## Assignment
Please start at the first line of the records beneath and quote each line exactly, ending with the line containing "PR #1679, opened 2020-12-01".
Start of Given records
PR #1678, opened 2020-11-30
prefer constructor autowiring to use of lateinit var in Spring tests

robfletcher:
Unfortunately this doesn't work with uses of `@MockkBean` but generally I think this is preferable.


lorin (approved):
LGTM

PR #1679, opened 2020-12-01
feat(lifecycle): build events

emjburns:
Adding the ability to monitor builds and have them as part of the pre-deployment steps.

The funny thing here is that the artifact is built during the build, and published before the build finishes. So, we won't "see" this build until the artifact is published. 

Also, linking to the CI view is complicated. We have to do some digging through the app config to figure out if the ci view is wired in and working.

### DIFF
--- a/keel-api/src/main/kotlin/com/netflix/spinnaker/keel/api/artifacts/BuildMetadata.kt
+++ b/keel-api/src/main/kotlin/com/netflix/spinnaker/keel/api/artifacts/BuildMetadata.kt
@@ -1,8 +1,7 @@
 package com.netflix.spinnaker.keel.api.artifacts
 
 import java.time.Instant
-import java.time.LocalDateTime
-import java.time.ZoneOffset.UTC
+import java.time.ZonedDateTime
 
 /**
  * The build metadata of an artifact.
@@ -18,21 +17,14 @@ data class BuildMetadata(
   val completedTs: String? = null,
   val status: String? = null
 ) {
-  fun getStartedAtInstant(): Instant? =
-    startedAt
-      ?.let {
-        LocalDateTime.parse(it.removeSuffix("Z"))
-          .atZone(UTC)
-          .toInstant()
-      }
+  val startedAtInstant: Instant?
+    get() = startedAt?.let { ZonedDateTime.parse(it).toInstant() }
 
-  fun getCompletedAtInstant(): Instant? =
-    completedAt
-      ?.let {
-        LocalDateTime.parse(it.removeSuffix("Z"))
-          .atZone(UTC)
-          .toInstant()
-      }
+  val completedAtInstant: Instant?
+    get() = completedAt?.let { ZonedDateTime.parse(it).toInstant() }
+
+  fun isComplete(): Boolean =
+    status in listOf("SUCCESS", "FAILED", "ABORTED", "UNSTABLE")
 }
 
 data class Job(
--- a/keel-api/src/main/kotlin/com/netflix/spinnaker/keel/api/artifacts/BuildMetadata.kt
+++ b/keel-api/src/main/kotlin/com/netflix/spinnaker/keel/api/artifacts/BuildMetadata.kt
@@ -1,5 +1,9 @@
 package com.netflix.spinnaker.keel.api.artifacts
 
+import java.time.Instant
+import java.time.LocalDateTime
+import java.time.ZoneOffset.UTC
+
 /**
  * The build metadata of an artifact.
  */
@@ -13,7 +17,23 @@ data class BuildMetadata(
   val startedTs: String? = null,
   val completedTs: String? = null,
   val status: String? = null
-)
+) {
+  fun getStartedAtInstant(): Instant? =
+    startedAt
+      ?.let {
+        LocalDateTime.parse(it.removeSuffix("Z"))
+          .atZone(UTC)
+          .toInstant()
+      }
+
+  fun getCompletedAtInstant(): Instant? =
+    completedAt
+      ?.let {
+        LocalDateTime.parse(it.removeSuffix("Z"))
+          .atZone(UTC)
+          .toInstant()
+      }
+}
 
 data class Job(
   val link: String? = null,
--- a/keel-artifact/src/main/kotlin/com/netflix/spinnaker/keel/artifacts/ArtifactListener.kt
+++ b/keel-artifact/src/main/kotlin/com/netflix/spinnaker/keel/artifacts/ArtifactListener.kt
@@ -89,6 +89,7 @@ class ArtifactListener(
         val data: MutableMap<String,String?> = mutableMapOf()
         data["buildNumber"] = artifact.metadata["buildNumber"]?.toString()
         data["commitId"] = artifact.metadata["commitId"]?.toString()
+        data["fallbackLink"] = buildMetadata.job?.link
 
         repository
           .getAllArtifacts(artifact.artifactType, artifact.name)
@@ -106,7 +107,8 @@ class ArtifactListener(
                 status = NOT_STARTED,
                 text = "Monitoring build for ${artifact.version}",
                 link = buildMetadata.uid,
-                data = data
+                data = data,
+                timestamp = buildMetadata.getStartedAtInstant()
               ))
             }
           }
--- a/keel-artifact/src/main/kotlin/com/netflix/spinnaker/keel/artifacts/ArtifactListener.kt
+++ b/keel-artifact/src/main/kotlin/com/netflix/spinnaker/keel/artifacts/ArtifactListener.kt
@@ -62,7 +62,7 @@ class ArtifactListener(
             log.info("Registering version {} (status={}) of {} artifact {}",
               artifact.version, artifact.status, artifact.type, artifact.name)
 
-            enrichAndStore(artifact.normalized(), artifactSupplier)
+            enrichAndStore(artifact, artifactSupplier)
               .also { wasAdded ->
                 if (wasAdded) {
                   publisher.publishEvent(ArtifactVersionUpdated(artifact.name, artifact.artifactType))
@@ -80,16 +80,20 @@ class ArtifactListener(
   /**
    * Finds the delivery configs that are using an artifact,
    * and publishes a build lifecycle event for them.
+   *
+   * todo eb: If the status is complete, publish a NOT_STARTED and a completed event
+   *  maybe add a "monitor me" flag? that seems better
    */
   fun createBuildLifecycleEvent(artifact: PublishedArtifact) {
     log.debug("Publishing build lifecycle event for artifact $artifact")
     artifact.buildMetadata
       ?.let { buildMetadata ->
 
-        val data: MutableMap<String,String?> = mutableMapOf()
-        data["buildNumber"] = artifact.metadata["buildNumber"]?.toString()
-        data["commitId"] = artifact.metadata["commitId"]?.toString()
-        data["fallbackLink"] = buildMetadata.job?.link
+        val data = mutableMapOf(
+          "buildNumber" to artifact.metadata["buildNumber"]?.toString(),
+          "commitId" to artifact.metadata["commitId"]?.toString(),
+          "fallbackLink" to buildMetadata.job?.link
+        )
 
         repository
           .getAllArtifacts(artifact.artifactType, artifact.name)
@@ -108,7 +112,7 @@ class ArtifactListener(
                 text = "Monitoring build for ${artifact.version}",
                 link = buildMetadata.uid,
                 data = data,
-                timestamp = buildMetadata.getStartedAtInstant()
+                timestamp = buildMetadata.startedAtInstant
               ))
             }
           }
@@ -132,7 +136,7 @@ class ArtifactListener(
 
       if (latestArtifact != null) {
         log.debug("Storing latest version {} (status={}) for registered artifact {}", latestArtifact.version, latestArtifact.status, artifact)
-        enrichAndStore(latestArtifact.normalized(), artifactSupplier)
+        enrichAndStore(latestArtifact, artifactSupplier)
       } else {
         log.warn("No artifact versions found for ${artifact.type}:${artifact.name}")
       }
@@ -176,7 +180,7 @@ class ArtifactListener(
 
               if (hasNew) {
                 log.debug("$artifact has a missing version ${latestArtifact.version}, persisting.")
-                enrichAndStore(latestArtifact.normalized(), artifactSupplier)
+                enrichAndStore(latestArtifact, artifactSupplier)
               } else {
                 log.debug("No new versions to persist for $artifact")
               }
@@ -187,8 +191,14 @@ class ArtifactListener(
     }
   }
 
+  /**
+   * Normalizes an artifact by calling [PublishedArtifact.normalized],
+   * enriches it by adding metadata,
+   * creates the appropriate build lifecycle event,
+   * and stores in the database
+   */
   private fun enrichAndStore(artifact: PublishedArtifact, supplier: ArtifactSupplier<*,*>): Boolean {
-    val enrichedArtifact = supplier.addMetadata(artifact)
+    val enrichedArtifact = supplier.addMetadata(artifact.normalized())
     createBuildLifecycleEvent(enrichedArtifact)
     return repository.storeArtifactVersion(enrichedArtifact)
   }
--- a/keel-artifact/src/main/kotlin/com/netflix/spinnaker/keel/artifacts/ArtifactListener.kt
+++ b/keel-artifact/src/main/kotlin/com/netflix/spinnaker/keel/artifacts/ArtifactListener.kt
@@ -12,6 +12,10 @@ import com.netflix.spinnaker.keel.api.events.ArtifactSyncEvent
 import com.netflix.spinnaker.keel.api.plugins.ArtifactSupplier
 import com.netflix.spinnaker.keel.api.plugins.supporting
 import com.netflix.spinnaker.keel.exceptions.InvalidSystemStateException
+import com.netflix.spinnaker.keel.lifecycle.LifecycleEvent
+import com.netflix.spinnaker.keel.lifecycle.LifecycleEventScope.PRE_DEPLOYMENT
+import com.netflix.spinnaker.keel.lifecycle.LifecycleEventStatus.NOT_STARTED
+import com.netflix.spinnaker.keel.lifecycle.LifecycleEventType.BUILD
 import com.netflix.spinnaker.keel.persistence.KeelRepository
 import com.netflix.spinnaker.keel.telemetry.ArtifactVersionUpdated
 import kotlinx.coroutines.launch
@@ -55,12 +59,10 @@ class ArtifactListener(
         if (repository.isRegistered(artifact.name, artifact.artifactType)) {
           val artifactSupplier = artifactSuppliers.supporting(artifact.artifactType)
           if (artifactSupplier.shouldProcessArtifact(artifact)) {
-            val enrichedArtifact = artifactSupplier.addMetadata(artifact.normalized())
-
             log.info("Registering version {} (status={}) of {} artifact {}",
               artifact.version, artifact.status, artifact.type, artifact.name)
 
-            repository.storeArtifactVersion(enrichedArtifact)
+            enrichAndStore(artifact.normalized(), artifactSupplier)
               .also { wasAdded ->
                 if (wasAdded) {
                   publisher.publishEvent(ArtifactVersionUpdated(artifact.name, artifact.artifactType))
@@ -72,6 +74,42 @@ class ArtifactListener(
         } else {
           log.debug("Artifact $artifact is not registered. Ignoring new artifact version.")
         }
+      }
+  }
+
+  /**
+   * Finds the delivery configs that are using an artifact,
+   * and publishes a build lifecycle event for them.
+   */
+  fun createBuildLifecycleEvent(artifact: PublishedArtifact) {
+    log.debug("Publishing build lifecycle event for artifact $artifact")
+    artifact.buildMetadata
+      ?.let { buildMetadata ->
+
+        val data: MutableMap<String,String?> = mutableMapOf()
+        data["buildNumber"] = artifact.metadata["buildNumber"]?.toString()
+        data["commitId"] = artifact.metadata["commitId"]?.toString()
+
+        repository
+          .getAllArtifacts(artifact.artifactType, artifact.name)
+          .forEach { deliveryArtifact ->
+            deliveryArtifact.deliveryConfigName?.let { configName ->
+
+              data["application"] = repository.getDeliveryConfig(configName).application
+
+              publisher.publishEvent(LifecycleEvent(
+                scope = PRE_DEPLOYMENT,
+                artifactRef = deliveryArtifact.toLifecycleRef(),
+                artifactVersion = artifact.version,
+                type = BUILD,
+                id = "build-${artifact.version}",
+                status = NOT_STARTED,
+                text = "Monitoring build for ${artifact.version}",
+                link = buildMetadata.uid,
+                data = data
+              ))
+            }
+          }
       }
   }
 
@@ -92,8 +130,7 @@ class ArtifactListener(
 
       if (latestArtifact != null) {
         log.debug("Storing latest version {} (status={}) for registered artifact {}", latestArtifact.version, latestArtifact.status, artifact)
-        val enrichedArtifact = artifactSupplier.addMetadata(latestArtifact.normalized())
-        repository.storeArtifactVersion(enrichedArtifact)
+        enrichAndStore(latestArtifact.normalized(), artifactSupplier)
       } else {
         log.warn("No artifact versions found for ${artifact.type}:${artifact.name}")
       }
@@ -137,8 +174,7 @@ class ArtifactListener(
 
               if (hasNew) {
                 log.debug("$artifact has a missing version ${latestArtifact.version}, persisting.")
-                val enrichedArtifact = artifactSupplier.addMetadata(latestArtifact.normalized())
-                repository.storeArtifactVersion(enrichedArtifact)
+                enrichAndStore(latestArtifact.normalized(), artifactSupplier)
               } else {
                 log.debug("No new versions to persist for $artifact")
               }
@@ -147,6 +183,12 @@ class ArtifactListener(
         }
       }
     }
+  }
+
+  private fun enrichAndStore(artifact: PublishedArtifact, supplier: ArtifactSupplier<*,*>): Boolean {
+    val enrichedArtifact = supplier.addMetadata(artifact)
+    createBuildLifecycleEvent(enrichedArtifact)
+    return repository.storeArtifactVersion(enrichedArtifact)
   }
 
   private fun getLatestStoredVersion(artifact: DeliveryArtifact): PublishedArtifact? =
--- a/keel-artifact/src/main/kotlin/com/netflix/spinnaker/keel/artifacts/BaseArtifactSupplier.kt
+++ b/keel-artifact/src/main/kotlin/com/netflix/spinnaker/keel/artifacts/BaseArtifactSupplier.kt
@@ -5,7 +5,7 @@ import com.netflix.spinnaker.keel.api.artifacts.DeliveryArtifact
 import com.netflix.spinnaker.keel.api.artifacts.PublishedArtifact
 import com.netflix.spinnaker.keel.api.artifacts.SortingStrategy
 import com.netflix.spinnaker.keel.api.plugins.ArtifactSupplier
-import com.netflix.spinnaker.keel.services.ArtifactMetadataService
+import com.netflix.spinnaker.keel.igor.artifact.ArtifactMetadataService
 import org.slf4j.LoggerFactory
 
 abstract class BaseArtifactSupplier<A : DeliveryArtifact, V : SortingStrategy>(
--- a/keel-bakery-plugin/src/main/kotlin/com/netflix/spinnaker/keel/bakery/artifact/BakeryLifecycleMonitor.kt
+++ b/keel-bakery-plugin/src/main/kotlin/com/netflix/spinnaker/keel/bakery/artifact/BakeryLifecycleMonitor.kt
@@ -4,6 +4,9 @@ import com.netflix.spinnaker.config.LifecycleConfig
 import com.netflix.spinnaker.keel.core.api.DEFAULT_SERVICE_ACCOUNT
 import com.netflix.spinnaker.keel.lifecycle.LifecycleEvent
 import com.netflix.spinnaker.keel.lifecycle.LifecycleEventStatus
+import com.netflix.spinnaker.keel.lifecycle.LifecycleEventStatus.FAILED
+import com.netflix.spinnaker.keel.lifecycle.LifecycleEventStatus.SUCCEEDED
+import com.netflix.spinnaker.keel.lifecycle.LifecycleEventStatus.UNKNOWN
 import com.netflix.spinnaker.keel.lifecycle.LifecycleEventType
 import com.netflix.spinnaker.keel.lifecycle.LifecycleEventType.BAKE
 import com.netflix.spinnaker.keel.lifecycle.LifecycleMonitor
@@ -57,25 +60,15 @@ class BakeryLifecycleMonitor(
           else -> publishUnknownEvent(task, execution)
         }
 
-        if (task.numFailures > 0) {
-          // we only care about consecutive failures, and we just had a success
-          monitorRepository.clearFailuresGettingStatus(task)
-        }
-
         if (execution.status.isComplete()) {
           endMonitoringOf(task)
+        } else {
+          markSuccessFetching(task)
         }
       }
       .onFailure { exception ->
         log.error("Error fetching status for $task: ", exception)
-        if (task.numFailures >= lifecycleConfig.numFailuresAllowed - 1) {
-          log.warn("Too many consecutive errors (${lifecycleConfig.numFailuresAllowed}) " +
-            "fetching the task status for $task. Giving up.")
-          publishExceptionEvent(task)
-          monitorRepository.delete(task)
-        } else {
-          monitorRepository.markFailureGettingStatus(task)
-        }
+        handleFailureFetching(task)
       }
   }
 
@@ -97,22 +90,22 @@ class BakeryLifecycleMonitor(
   }
   private fun publishSucceededEvent(task: MonitoredTask) {
     publisher.publishEvent(task.triggeringEvent.copy(
-      status = LifecycleEventStatus.SUCCEEDED,
+      status = SUCCEEDED,
       link = orcaTaskIdToLink(task),
       text = "Bake succeeded for version ${task.triggeringEvent.artifactVersion}"
     ))
   }
   private fun publishFailedEvent(task: MonitoredTask) {
     publisher.publishEvent(task.triggeringEvent.copy(
-      status = LifecycleEventStatus.FAILED,
+      status = FAILED,
       link = orcaTaskIdToLink(task),
       text = "Bake failed for version ${task.triggeringEvent.artifactVersion}"
     ))
   }
 
-  private fun publishExceptionEvent(task: MonitoredTask) {
+  override fun publishExceptionEvent(task: MonitoredTask) {
     publisher.publishEvent(task.triggeringEvent.copy(
-      status = LifecycleEventStatus.UNKNOWN,
+      status = UNKNOWN,
       link = orcaTaskIdToLink(task),
       text = "Failed to monitor bake of version ${task.triggeringEvent.artifactVersion}" +
         " because we could not get the status ${lifecycleConfig.numFailuresAllowed} times. Status unknown."
@@ -122,7 +115,7 @@ class BakeryLifecycleMonitor(
   private fun publishUnknownEvent(task: MonitoredTask, execution: ExecutionDetailResponse) {
     log.warn("Monitored bake ${task.triggeringEvent} in an unhandled status (${execution.status}")
     publisher.publishEvent(task.triggeringEvent.copy(
-      status = LifecycleEventStatus.UNKNOWN,
+      status = UNKNOWN,
       link = orcaTaskIdToLink(task),
       text = "Bake status unknown for version ${task.triggeringEvent.artifactVersion}"
     ))
--- a/keel-bakery-plugin/src/main/kotlin/com/netflix/spinnaker/keel/bakery/artifact/BakeryLifecycleMonitor.kt
+++ b/keel-bakery-plugin/src/main/kotlin/com/netflix/spinnaker/keel/bakery/artifact/BakeryLifecycleMonitor.kt
@@ -11,7 +11,6 @@ import com.netflix.spinnaker.keel.lifecycle.LifecycleEventType
 import com.netflix.spinnaker.keel.lifecycle.LifecycleEventType.BAKE
 import com.netflix.spinnaker.keel.lifecycle.LifecycleMonitor
 import com.netflix.spinnaker.keel.lifecycle.LifecycleMonitorRepository
-import com.netflix.spinnaker.keel.lifecycle.LinkNotFound
 import com.netflix.spinnaker.keel.lifecycle.MonitoredTask
 import com.netflix.spinnaker.keel.orca.ExecutionDetailResponse
 import com.netflix.spinnaker.keel.orca.OrcaExecutionStatus.BUFFERED
@@ -61,14 +60,14 @@ class BakeryLifecycleMonitor(
         }
 
         if (execution.status.isComplete()) {
-          endMonitoringOf(task)
+          endMonitoringOfTask(task)
         } else {
-          markSuccessFetching(task)
+          markSuccessFetchingStatus(task)
         }
       }
       .onFailure { exception ->
         log.error("Error fetching status for $task: ", exception)
-        handleFailureFetching(task)
+        handleFailureFetchingStatus(task)
       }
   }
 
--- a/keel-core-test/src/main/kotlin/com/netflix/spinnaker/keel/persistence/ArtifactRepositoryTests.kt
+++ b/keel-core-test/src/main/kotlin/com/netflix/spinnaker/keel/persistence/ArtifactRepositoryTests.kt
@@ -178,8 +178,8 @@ abstract class ArtifactRepositoryTests<T : ArtifactRepository> : JUnit5Minutests
       BuildMetadata(
         id = 1,
         uid = "1234",
-        startedAt = "2020-11-24T04:44:04.000",
-        completedAt = "2020-11-25T03:04:02.259",
+        startedAt = "2020-11-24T04:44:04.000Z",
+        completedAt = "2020-11-25T03:04:02.259Z",
         job = Job(
           name = "job bla bla",
           link = "enkins.com"
--- a/keel-core-test/src/main/kotlin/com/netflix/spinnaker/keel/persistence/ArtifactRepositoryTests.kt
+++ b/keel-core-test/src/main/kotlin/com/netflix/spinnaker/keel/persistence/ArtifactRepositoryTests.kt
@@ -178,8 +178,8 @@ abstract class ArtifactRepositoryTests<T : ArtifactRepository> : JUnit5Minutests
       BuildMetadata(
         id = 1,
         uid = "1234",
-        startedAt = "yesterday",
-        completedAt = "today",
+        startedAt = "2020-11-24T04:44:04.000",
+        completedAt = "2020-11-25T03:04:02.259",
         job = Job(
           name = "job bla bla",
           link = "enkins.com"
--- a/keel-core-test/src/main/kotlin/com/netflix/spinnaker/keel/persistence/LifecycleEventRepositoryTests.kt
+++ b/keel-core-test/src/main/kotlin/com/netflix/spinnaker/keel/persistence/LifecycleEventRepositoryTests.kt
@@ -40,7 +40,7 @@ abstract class LifecycleEventRepositoryTests<T: LifecycleEventRepository> : JUni
     id = "bake-$version",
     text = "Submitting bake for version $version",
     link = "www.bake.com/$version",
-    data = mutableMapOf("hi" to "whatsup")
+    data = mapOf("hi" to "whatsup")
   )
   val anotherEvent = event.copy(id = "bake-$version-2")
 
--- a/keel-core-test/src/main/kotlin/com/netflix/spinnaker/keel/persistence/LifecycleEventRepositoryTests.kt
End of Given records
## Written answer
PR #1678, opened 2020-11-30
prefer constructor autowiring to use of lateinit var in Spring tests

robfletcher:
Unfortunately this doesn't work with uses of `@MockkBean` but generally I think this is preferable.


lorin (approved):
LGTM

PR #1679, opened 2020-12-01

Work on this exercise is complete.